Subject: Re: Using Word for lengthy documents
From: "Wayne J. Douglass" <wayned -at- VERITY -dot- COM>
Date: Wed, 26 Feb 1997 08:44:49 -0800

At 10:41 PM 2/25/97 -0500, Noelle Conover wrote:
>Does anyone have extensive experience with the Master document feature of
Word? I am
>sure that many are using Word to manage lengthy documents. I really don't
want to
>treat each API as a separate document because I need to maintain chapter
and page
>numbers as well as generate a table of contents and index. Any advice would be
I offer the following sad story of "chequered history the Master Documents
feature in Word for Windows" from the latest Woody's Office Watch Newsletter:

"Your Office Devils Advocate" tells the sad story of Master Documents:

Long and bitter experience has taught me to be very wary of
announcements of new features from Microsoft. MS marketing love to drum
up hoopla and excitement over new goodies, but I've learnt to take this
fanfare with large grains of salt.

If you don't believe me, then look at the sad and chequered history of
the Master Documents feature in Word for Windows. It sounded like a
great idea for makers of large documents, sadly it was little more than
an idea in reality. To quote from the Word 6 Users Guide "A master
document helps you organize and maintain a long document - such as a
book or multi-part report - that is divided into separate files or
subdocuments." And in the Word 6 Resource Kit it clearly states that it
can handle a master document or up to 32 megabytes in size with up to
80 subdocuments.

In practice, Master Documents would only work with a very small number
of loaded documents, often as few as 5 or 10. The number of documents
varied depending on a variety of factors, but it was only a matter of
time before you'd start getting GPF's and other errors.

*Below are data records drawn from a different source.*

PR #1294, opened 2020-11-28
Updated rule dsl docs to openHAB 3 for datetime and implicit var changes

kaikreuzer:


ghys (approved):
Thanks!

PR #1303, opened 2020-12-10
Update logging instruction for OH3

mstormi:
Signed-off-by: Markus Storm <markus.storm@gmx.net>


administration/logging.md
```diff
@@ -127,89 +131,49 @@ log:set DEBUG org.openhab.binding.zwave
...
+In order to define custom log patterns, log to network sockets and so on we can prepare a logging configuration in `log4j2.xml`.
+There are several things that you might want to change in the configuration:
 
 - the log level for a logger;
 - the pattern of an appender;
 - redirect the log to a text file.
 
-The configuration file for openHAB is placed in the [openhab-distro/lauch/home/logback_debug.xml](https://github.com/openhab/openhab-distro/blob/master/launch/home/logback_debug.xml) file. We have added a few comments on this file in order to attract your attention on some significant points:
+<!--
+The configuration file for openHAB is placed in the [openhab-distro/lauch/home/logback_debug.xml](https://github.com/openhab/openhab-distro/blob/master/launch/home/logback_debug.xml) file.
```
wborn, line 175: Logback is only used during development (which isn't very clear from the current docs).

The logback config file is now: https://github.com/openhab/openhab-distro/blob/master/launch/app/runtime/logback.xml

It's XML configuration format is very similar to Log4j, see also:

* https://logging.apache.org/log4j/2.x/manual/configuration.html
* https://logback.qos.ch/manual/configuration.html

So for Log4j we probably want a similar section but with the Log4j XML syntax see: 

https://github.com/openhab/openhab-distro/blob/master/distributions/openhab/src/main/resources/userdata/etc/log4j2.xml

It might be an idea to move the Logback configuration details to a separate page because it might become confusing for normal users. They will likely start using Logback configuration syntax in Log4j files. :neutral_face:

administration/logging.md
```diff
@@ -127,89 +131,49 @@ log:set DEBUG org.openhab.binding.zwave
...
 
 ```
-2016-06-04 16:28:39.482 [DEBUG] [.e.model.script.heating-control.rules] Bedroom: Temperature 21.3°C, Mode NORMAL
+2016-06-04 16:28:39.482 [DEBUG] [org.openhab.core.model.script.heating] Bedroom: Temperature 21.3°C, Mode NORMAL
 ```
 
 Note that, in the last example above, inclusion and formatting of values is done using [Java Formatter String Syntax](https://docs.oracle.com/javase/7/docs/api/java/util/Formatter.html).
 
-## Logging into Separate File
+## Logback configuration and logging into separate files
```
wborn, line 162:
```suggestion
## Log4j configuration and logging into separate files
```

administration/logging.md
mstormi: So if logback is not in use by users (just devs as you say) it's probably safest to delete all of this from the docs.
I guess you yourself don't need this page any more, do you ;-) ?
So will delete what I commented out.

Confectrician: >It might be an idea to move the Logback configuration details to a separate page because it might become confusing for normal users. They will likely start using Logback configuration syntax in Log4j files. 😐

Maybe the development area would be a good place for this.

Confectrician (approved):
LGTM from my side. Any additions @wborn?

wborn:
Yes I think the users will now be able to reconfigure their logging with these docs! :-)

PR #17413, opened 2023-06-02
node pools: list nodes in pool

lgfa29:
Implement HTTP and RPC for listing nodes that are part of a node pool.

Doc preview:
https://nomad-git-f-node-pools-nodes-api-hashicorp.vercel.app/nomad/api-docs/node-pools#list-node-pool-nodes

I think there's a small conflict with https://github.com/hashicorp/nomad/pull/17431 in the HTTP handler, but I adjusted the code to match the style of #17396 and #17431 so I think this is ready for review. I will just rebase it before merge after it's approved.


nomad/node_pool_endpoint.go
```diff
@@ -252,3 +254,92 @@ func (n *NodePool) DeleteNodePools(args *structs.NodePoolDeleteRequest, reply *s
...
+		queryMeta: &reply.QueryMeta,
+		run: func(ws memdb.WatchSet, store *state.StateStore) error {
+			// Verify node pool exists.
+			pool, err := store.NodePoolByName(ws, args.Name)
+			if err != nil {
+				return err
+			}
+			if pool == nil {
+				return fmt.Errorf("node pool %q not found", args.Name)
+			}
```
lgfa29, line 300: Should this be checked in the state store? Other endpoints like this (`/v1/job/:id/allocations` for example) don't even check if `:id` exists 😅

tgross: Having it here lets us bail out early so we don't have to do all the paginator setup for what's inevitably going to be an empty iterator. We just return `nil` and check again on the next pass if the pool exists, which is particularly nice for a blocking query where the node pool will get created automatically when the first node in the pool registers.

lgfa29: Updated to return `nil` instead of error.

command/agent/node_pool_endpoint.go
```diff
@@ -119,3 +123,37 @@ func (s *HTTPServer) nodePoolDelete(resp http.ResponseWriter, req *http.Request,
...
+		Name: poolName,
+	}
+	if s.parse(resp, req, &args.Region, &args.QueryOptions) {
+		return nil, nil
+	}
+
+	// Parse node fields selection.
+	fields, err := parseNodeListStubFields(req)
+	if err != nil {
+		return nil, CodedError(http.StatusBadRequest, fmt.Errorf("Failed to parse node list fields: %v", err).Error())
```
tgross, line 138: code golf:

```suggestion
		return nil, CodedError(http.StatusBadRequest, fmt.Sprintf("Failed to parse node list fields: %v", err))
```

nomad/node_pool_endpoint.go
```diff
@@ -383,3 +383,93 @@ func (n *NodePool) ListJobs(args *structs.NodePoolJobsRequest, reply *structs.No
...
 }
+
+// ListNodes is used to retrieve a list of nodes for a give node pool. It
+// supports pagination and filtering.
+func (n *NodePool) ListNodes(args *structs.NodePoolNodesRequest, reply *structs.NodePoolNodesResponse) error {
+	authErr := n.srv.Authenticate(n.ctx, args)
+	if done, err := n.srv.forward("NodePool.ListNodes", args, args, reply); done {
+		return err
+	}
+	n.srv.MeasureRPCRate("node_pool", structs.RateMetricRead, args)
```
tgross, line 394: I sort of regret that we have this metric split between read and list, but:

```suggestion
	n.srv.MeasureRPCRate("node_pool", structs.RateMetricList, args)
```

tgross (approved):
LGTM!

nomad/node_pool_endpoint.go
lgfa29: Ah thanks. I thought this was like "I'm reading the node pool", but it does return a list, so I guess from a rate limiting point of view this is a more expensive endpoint. 

I fixed this is `ListJobs` as well 👍

tgross: D'oh, I missed it in `ListJobs` :grinning:

PR #17430, opened 2023-06-05
node pools: fix node upsert and state mutation tests

lgfa29:
Move tests that assumed canonicalization was been done in the state store to the FSM, where it actually happens, and fix some state store pointer mutation.


tgross (approved):
LGTM!

PR #17431, opened 2023-06-05
node pools: implement HTTP API to list jobs in pool

tgross:
Implements the HTTP API associated with the `NodePool.ListJobs` RPC, including the `api` package for the public API. Also fixes a bug in the RPC handler where we were missing handling of the special `all` node pool.

### DIFF
--- a/api/node_pools.go
+++ b/api/node_pools.go
@@ -5,6 +5,7 @@ package api
 
 import (
 	"errors"
+	"fmt"
 	"net/url"
 )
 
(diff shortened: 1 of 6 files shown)


api/node_pools.go
```diff
@@ -103,3 +104,15 @@ type NodePool struct {
...
+func (n *NodePools) ListJobs(poolName string, q *QueryOptions) ([]*JobListStub, *QueryMeta, error) {
+	var resp []*JobListStub
+	qm, err := n.client.query(
+		fmt.Sprintf("/v1/node/pool/%s/jobs", url.PathEscape(poolName)),
+		&resp, q)
+	if err != nil {
+		return nil, nil, err
+	}
+	return resp, qm, nil
+}
```
lgfa29, line 118: It would be nice to keep this up there along with the other methods, or maybe move the structs up?

lgfa29 (approved):
LGTM.

We need to document this endpoint, which could be done here or is a separate PR.

command/agent/node_pool_endpoint.go
```diff
@@ -125,6 +128,10 @@ func (s *HTTPServer) nodePoolDelete(resp http.ResponseWriter, req *http.Request,
 }
 
 func (s *HTTPServer) nodePoolNodesList(resp http.ResponseWriter, req *http.Request, poolName string) (interface{}, error) {
+	if req.Method != http.MethodGet {
+		return nil, CodedError(http.StatusMethodNotAllowed, ErrInvalidMethod)
+	}
```
tgross, line 133: @lgfa29 when I rebased on `main` I added this assertion so we don't list on `POST` or whatever.

lgfa29: Ah good catch, thanks!

PR #17432, opened 2023-06-05
node pools: implement CLI for `node pool jobs` command

tgross:
_WIP_ this PR current includes everything in https://github.com/hashicorp/nomad/pull/17431. I'll rebase once that's been merged.


lgfa29 (commented):
Leaving some early review because I'm nosy 😅

PR #17434, opened 2023-06-05
Making Workload ID OIDC compliant

schmichael:
## Rough roadmap

- Milestone 1: Allow Workload Identities to be used with [Consul JWT Auth Method](https://developer.hashicorp.com/consul/docs/security/acl/auth-methods/jwt)
- Milestone 1.1: Allow WI to be used with Vault's JWT Auth Method
- Milestone 2: Allow WI to be used with Cloud IAM auth methods: [AWS](https://docs.aws.amazon.com/IAM/latest/UserGuide/id_roles_providers_create_oidc.html) - [GCP](https://cloud.google.com/iam/docs/workload-identity-federation-with-other-providers)
- Milestone X: Replace existing uses of hardcoded Consul and Vault tokens in Nomad agents with Workload Identities

## Milestone 1 TODO

- [X] jobspec/struct fields
- [ ] Set additional claims (audience, expiration, issuer, etc)
- [x] ~SigningKey Index removal~ _Index must be maintained so pre-1.6 Clients with old tokens don't have their signing keys revoked after 30 days._
- [ ] Token Refresh: Add Server RPC for Clients to derive tokens
- [ ] Root Key Signing Key Rotation: default `root_key_rotation_threshold` to 30 days and switch from TimeTable GC to CreateTime
- [ ] JWKS - new roots should be published *before* being made active as consumers will cache this endpoint
- [ ] Consul Acceptance Testing
- [ ] Upgrade Path: Clients should rotate pre-1.6 tokens on startup

### Gotchas

- [ ] Must publish new root keys via JWKS *before* they're active
- [ ] Must ignore expiration when authenticating old Nomad JWTs in WhoAmI (otherwise 1.5 Clients talking to 1.6 Servers will start getting auth errors after the default 30 day expiration)

### Out of scope

- Expose WhoAmI RPC as /validate/token and follow [RFC-7662](https://datatracker.ietf.org/doc/html/rfc7662)
- OIDC metadata endpoint (`/.well-known/openid-configuration`) - This will be added for Milestone 2.


schmichael:
Closing this horribly outdated PoC branch. It served its purpose and `main` now has better versions of this code.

Master
Documents was unusable by anyone working in a real world situation,
like a book.

I was reminded of the Master Documents debacle when a friend called
having tried it. It fell apart with only a few documents loaded in
Word 6, he rang Microsoft Tech Support. They gave him the official line
that Word 6 was fine with some 'minor' problems that were fixed in Word
6.0c. Ha! I replied with a gale of derisive laughter, no-one with any
practical knowledge of Word would recommend Master Documents under Word
6 or 95. I was disappointed, but not surprised, that Microsoft would
give such dangerous advice to a customer. The small changes in the
6.0c update might have eased the Microsoft corporate conscience but it
did little to help users.

They could not supply the 6.0c update anymore, so the friend rang me to
borrow my old copy. Dunno how many ways by kindness to him breached my
software licence.

So Master Documents in Word 6 is little more than a marketing mirage.
Worse still its dangerous because unwary users can lose a lot of
important data and waste a lot of time. Nothing much changed in Word 7
for Windows 95, you might be able to load more into a Master Document,
but it was still unstable. And the final word on master documents comes
from the actions of Microsoft employees themselves. No-one at Redmond
would use the feature themselves in Word 6 or 7, a far cry from what
they would tell customers.

In Word 97 they may have got master documents working the way it was
supposed to back in Word 6. Microsoft employees are apparently braving
the waters, though this may be more due to loyalty. Frankly, master
documents have got such a bad reputation that I can't blame anyone for
not trusting their valued work to something that Microsoft have had two
failed attempts at.

'Third Time Lucky' may be true, but if you're working on a long
document you don't want to risk your hard work to a saying. This whole
story is a worry to me because master documents were so broken in Word
6 that the development team must have known that. It's not a case of
obscure conflicts or occasional rare glitches, this was a fundamentally
flawed feature. The fact such a problem was left in a Microsoft product
is a great concern to me and makes me wary of any new Microsoft
feature. Whenever I look at a Microsoft new feature list I ask the
question 'Does it work?' and I _never_ believe a Microsoft salespersons
solemn assurances about wide ranging tests.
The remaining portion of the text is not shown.